Por ejemplo, cuando a mi hermano le
correspondía escoger primero, o le apartaban la parte más grande, o le llevaban
los abuelos de viaje, o se iba con tío Marce al estadio a ver al Real
Valladolid, o sencillamente cuando porque era mayor que yo tenía voz y voto en
tanto que yo sólo oír, ver y callar.
¡Vaya suerte!, seguramente imaginé en
mi interior mirando a quien se ennovió con una chavala, convencido de que esa
posibilidad me estaba vedada. Incluso me parece recordar, como en sueños,
haberlo verbalizado, y que alguien al escucharlo me reprendió, no sé si
cariñosa o ásperamente.
¡Qué suerte! pensé el día en que mis
compañeros fueron ordenados, enrabietado y sin saber por qué yo estaba en el
dique seco, ignorante de qué
secretos de mi vida me impedían estar junto a ellos en aquellos momentos.
¡Eso es suerte! rumié otro día, mucho
tiempo después, cuando participaba en la celebración de la dedicación de una
iglesia que llevaba como párroco otro compañero, cuyo coste de construcción
había corrido en su totalidad por cuenta de la administración diocesana, en
tanto la nuestra la estábamos haciendo nosotros por nuestros medios, y aún
faltaba la tira por hacer.
Ahora, al mirar hacia atrás, no echo de
menos esa suerte –o su ausencia– que invoqué en ciertos momentos.

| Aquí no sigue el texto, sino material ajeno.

PR #270, opened 2018-01-25
 154625968 Enable feature flags

rckopteri:
# Environment
 - Add ote-login flag to config.edn
 - Add flag controller that can be used to check if feature is shown in production
 - Add check to login feature whether or not to show it in production

### DIFF
--- a/ote/config.edn
+++ b/ote/config.edn
@@ -16,5 +16,5 @@
 
  :log {:level :debug}
  :ga {:tracking-code "UA-113014221-1"}
- :enabled-features "example-feature, " ;; add features to the string, split by "," to enable them in production
+ :enabled-features #{:example-feature} ;; add features to the set to enable them in production
  }
--- a/ote/config.edn
+++ b/ote/config.edn
@@ -15,4 +15,6 @@
        :export-base-url "http://localhost:8080"}
 
  :log {:level :debug}
- :ga {:tracking-code "UA-113014221-1"}}
+ :ga {:tracking-code "UA-113014221-1"}
+ :flags {:new-login false} ;; set true if new feature is shown in production
+ }
--- a/ote/config.edn
+++ b/ote/config.edn
@@ -16,5 +16,5 @@
 
  :log {:level :debug}
  :ga {:tracking-code "UA-113014221-1"}
- :flags {:new-login false} ;; set true if new feature is shown in production
+ :enabled-features "example-feature, " ;; add features to the string, split by "," to enable them in production
  }
--- a/ote/config.edn
+++ b/ote/config.edn
@@ -16,5 +16,7 @@
 
  :log {:level :debug}
  :ga {:tracking-code "UA-113014221-1"}
- :enabled-features #{:example-feature} ;; add features to the set to enable them in production
+
+  ;; add features to the set to enable them in production
+ :enabled-features #{:ote-login}
  }
--- a/ote/src/clj/ote/services/index.clj
+++ b/ote/src/clj/ote/services/index.clj
@@ -37,7 +37,7 @@
 (defn index-page [config]
   (let [dev-mode? (:dev-mode? config)
         ga-conf (:ga config)
-        flags (:flags config)
+        flags (:enabled-features config)
         ]
     [:html
      [:head
@@ -72,7 +72,7 @@
 
       [:body {:id           "main-body"
               :onload       "ote.main.main();"
-              :new-login    (str (:new-login flags))
+              :features     flags
               :data-language localization/*language*}
       [:div#oteapp]
       (when dev-mode?
--- a/ote/src/clj/ote/services/index.clj
+++ b/ote/src/clj/ote/services/index.clj
@@ -37,8 +37,7 @@
 (defn index-page [config]
   (let [dev-mode? (:dev-mode? config)
         ga-conf (:ga config)
-        flags (str/join "," (:enabled-features config))
-        ]
+        flags (str/join "," (map name (:enabled-features config)))]
     [:html
      [:head
 
--- a/ote/src/clj/ote/services/index.clj
+++ b/ote/src/clj/ote/services/index.clj
@@ -37,7 +37,7 @@
 (defn index-page [config]
   (let [dev-mode? (:dev-mode? config)
         ga-conf (:ga config)
-        flags (:enabled-features config)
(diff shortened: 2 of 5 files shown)


ote/config.edn
```diff
@@ -15,4 +15,6 @@
        :export-base-url "http://localhost:8080"}
 
  :log {:level :debug}
- :ga {:tracking-code "UA-113014221-1"}}
+ :ga {:tracking-code "UA-113014221-1"}
+ :enabled-features "example-feature, " ;; add features to the string, split by "," to enable them in production
```
tatut: this would be better as a set `#{:example-feature :other-feature ...}`

ote/src/clj/ote/services/index.clj
```diff
@@ -34,9 +34,11 @@
    {:rel "mask-icon" :href "/ote/favicon/safari-pinned-tab.svg?v=E6jNQXq6yK" :color "#5bbad5"}
    {:rel "shortcut icon" :href "/ote/favicon/favicon.ico?v=E6jNQXq6yK"}])
 
-(defn index-page [dev-mode?]
-  (let [config (read-string (slurp "config.edn"))
-        ga-conf (:ga config)]
+(defn index-page [config]
+  (let [dev-mode? (:dev-mode? config)
+        ga-conf (:ga config)
+        flags (:enabled-features config)
```
tatut: and if the flags are a set, just `(str/join "," (:enabled-features config))`

ote/src/cljs/ote/app/controller/flags.cljs
```diff
@@ -0,0 +1,31 @@
...
+(defn is-in-production []
+  (let [page-url (-> (.-location js/window))]
+    (if (or (s/includes? (str page-url) "testi") (s/includes? (str page-url) "localhost"))
+      false
+      true)))
+
+(defn use-in-production?
+  "Check if given feature (f) is enabled in production"
+  [f]
+  (let [features  (str/split (-> js/document
```
tatut: `(into #{} (map keyword (str/split (.getAttribute js/document.body "features") #",")))`

tatut: If you parse it into a set, the `in?` function becomes unnecessary, just use the set as a function

ote/src/cljs/ote/views/main.cljs
```diff
@@ -165,13 +166,19 @@
                   (if desktop? style-topnav/desktop-link style-topnav/link))
                 {:style {:float "right"}})]]
        [:li
+        (if (flag-controller/use-in-production? "new-login")
```
tatut: use `:new-login´

ote/config.edn
rckopteri: I tried it. It is a string in that html page and I could not figure out how "#{:my-key}" is converted to set

ote/src/clj/ote/services/index.clj
rckopteri: ah, thanx

ote/src/clj/ote/services/index.clj
```diff
@@ -34,9 +34,11 @@
...
    {:rel "shortcut icon" :href "/ote/favicon/favicon.ico?v=E6jNQXq6yK"}])
 
-(defn index-page [dev-mode?]
-  (let [config (read-string (slurp "config.edn"))
-        ga-conf (:ga config)]
+(defn index-page [config]
+  (let [dev-mode? (:dev-mode? config)
+        ga-conf (:ga config)
+        flags (str/join "," (:enabled-features config))
+        ]
```
K1ll3rF0x: Fix square bracket position

ote/src/cljs/ote/app/controller/flags.cljs
```diff
@@ -0,0 +1,24 @@
+(ns ote.app.controller.flags
+  (:require [tuck.core :as tuck]
+            [ote.db.transport-service :as t-service]
+            [ote.localization :refer [tr tr-key]]
+            [clojure.string :as str]
+            [ote.communication :as comm]
+            [clojure.string :as s]))
+
+(defn true-string? [s] (= s "true"))
```
K1ll3rF0x: Remove. This is not needed.

ote/src/cljs/ote/views/main.cljs
```diff
@@ -165,13 +166,19 @@
                   (if desktop? style-topnav/desktop-link style-topnav/link))
                 {:style {:float "right"}})]]
        [:li
+        (if (flag-controller/use-in-production? ":new-login")
         [linkify "#" (tr [:common-texts :navigation-login])
```
K1ll3rF0x: Fix indent.

ote/src/clj/ote/services/index.clj
```diff
@@ -68,8 +70,10 @@
             window['ga-disable-" (:tracking-code ga-conf) "'] = true;
           }")))
 
-      [:body {:onload        "ote.main.main();"
-             :data-language localization/*language*}
+      [:body {:id           "main-body"
+              :onload       "ote.main.main();"
+              :features     flags
```
K1ll3rF0x: I find it strange that the feature flags are injected into html attribute as a string, whereas you could inject them as default values in the app state tree. 
If the flags would be in the state, we could also easily toggle them on/off in the browser console using some utility function, and test them out in live situation. This makes also sure that the flagged features are properly rendered if the state changes.

rckopteri: That would work too if we want to add feature flags to code. 

Currently we can't change app state without building new .jar file to the server. As long as feature flags are in config file we can change config and restart server. No new build is required. 

So we don't gain anything by changing the current implementation. It would only be different. And those values are just as easily changeable to the dom as app state is. JS code is required. In both situations.

Maybe the best option would be database based configs.

K1ll3rF0x: This works, so it is ok. But, this feels like a "karvalakki" approach. Passing flags through state or react props would be cleaner, but that is not critical. I'll stop my ranting now :)

tatut: Features often have implications on both the server and the client side, so they need to be passed in the initial render somehow. Attribute is a good enough solution that is easy to read in the client side without needing to make an AJAX call the get the flags config.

O tal vez sí.
En todo caso ni le culpo ni le atribuyo valor alguno. Las cosas me han salido
como tenían que salirme, unas tras mucha reflexión y otras en un pronto
irreflexivo. Siempre, sin embargo, dando todo, cerrados los ojos no para no
ver, sino para embestir mucho mejor; empeñado en tirar para adelante y decidido
a no dejarme acogotar ante ningún obstáculo.
Viene esta exposición a cuento de unas
palabras que he escuchado a José Mourinho, técnico del Real Madrid, aduciendo
que “la suerte ha marcado la diferencia” en el encuentro de fútbol Real Madrid
– Barcelona. Su equipo perdió. No vi el partido, entre otras cosas porque
aproveché el follón de ese encuentro para disfrutar de la piscina vacía y toda
disponible para mí. Pero los retazos que luego han reproducido por la tele del
fútbol desarrollado por ambos equipos no dan lugar a engaño: ¿al saber lo
llaman ahora suerte?
Esta mañana, cantando con mi gente Las
mañanitas a la Virgen de Guadalupe, al final de la celebración de la Eucaristía,
al percibir que el vocerío tipo karaoke apenas dejaba oírse a la instrumentación
musical de la megafonía, fui consciente de lo agraciado que soy, que he sido
durante toda mi vida, y que no tengo motivos para pensar que no lo sea en el
futuro.
¡Tiene gracia que yo sea afortunado!
1 comentario:
"¡Tiene gracia que yo sea afortunado", cito, y digo ¿es que aún no te lo crees?, ¿es que lo dudas? ¿es que no crees merecerlo? vaya, vaya, alguien ha olvidado algo (léelo como si lo dijera Gila) y no digo más. Míguel, claro que eres afortunado y además es que te lo has ganado a pulso amigo mío. No hay más.